→ To do
The lines to extract run from the first line of the entries through the line that contains "modify the config."; reproduce exactly those lines and no others.

Saved entries:
┌────────

PR #53, opened 2020-07-01
brainglobe command

FedeClaudi:
I've unified all command line commands under a single command, as suggested by @adamltyson 

Now you can just use `brainglobe` followed by
* `list` to print all atlases
* `update` with `-a atlas_name -f` to update and atlas (`-f` forces the update)
* `install` with `-a atlas_name` to install a new atlas
* `config` to modify the config.


FedeClaudi:
not sure why the commit history is so long, it should be only the last 2...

└────────

→ Response
PR #53, opened 2020-07-01
brainglobe command

FedeClaudi:
I've unified all command line commands under a single command, as suggested by @adamltyson 

Now you can just use `brainglobe` followed by
* `list` to print all atlases
* `update` with `-a atlas_name -f` to update and atlas (`-f` forces the update)
* `install` with `-a atlas_name` to install a new atlas
* `config` to modify the config.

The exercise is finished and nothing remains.